Odense, Denmark-based MiR has a catalog of AMRs designed for the internal transport of goods, including the the MiR100 and MiR200, which can autonomously transport up to 100 kg (220 lbs) and 200 kg (440 lbs) respectively, and the MiR500 with a payload of 500kg (1,102 lbs).
The "robots as a service" (RaaS) program will be offered through a new MiR Finance division, and is designed to let companies of any size—from small start-ups to multinational enterprises—deploy mobile robot solutions with minimal upfront costs and low monthly payments, the firm said.
MiR's RaaS program follows in the footsteps of an increasingly popular approach, also offered by warehouse automation vendors such as Locus Robotics Inc., inVia Robotics Inc., and RightHand Robotics Inc. Proponents of RaaS say the approach allows small retailers and logistics service providers to compete with e-commerce giants like Amazon.com Inc. by reducing the upfront costs of adding robots to fulfillment centers and by allowing them to add or subtract robots to their automated workforce as required.

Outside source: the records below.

PR #2016, opened 2024-04-19
Update llama3.md

Hemanthkumar2112:
Encountering a NameError on 'tokenizer' within the terminator ID list element. Retrieve IDs from the pipeline tokenizer attribute instead.


pcuenca (approved):
Thank you!

PR #2338, opened 2024-09-07
Pytorch DDP tutorial. Update pytorch-ddp-accelerate-transformers.md

danilyef:
Correction in DDP Pytorch:
- Rank instead of device
- ddp_model instead of model


muellerzr (approved):
Thanks for correcting this bug!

That growing market will push the installed base for RaaS from 4,442 units in 2016 to 1.3 million in 2026, driving an increase in RaaS yearly revenue from $217 million in 2016 to nearly $34 billion in 2026, MiR said, citing a study from market advisory firm ABI Research.
According to MiR, its distributor network will be working with a third-party company to provide lease programs for customers, offering flexible leasing terms such as 48 months. MiR's distributors will continue to be responsible of first-level support, service, and maintenance.
"While sales of our mobile robots continue to thrive, many companies still prefer to lease their logistics equipment rather than make a capital investment upfront," MiR CEO Thomas Visti said in a release. "Leasing the robots becomes an operational expenditure instead, enabling our customers to quickly get started reaping the benefits AMRs offer as they automate monotonous, repetitive, and often injury-prone manual material transportation."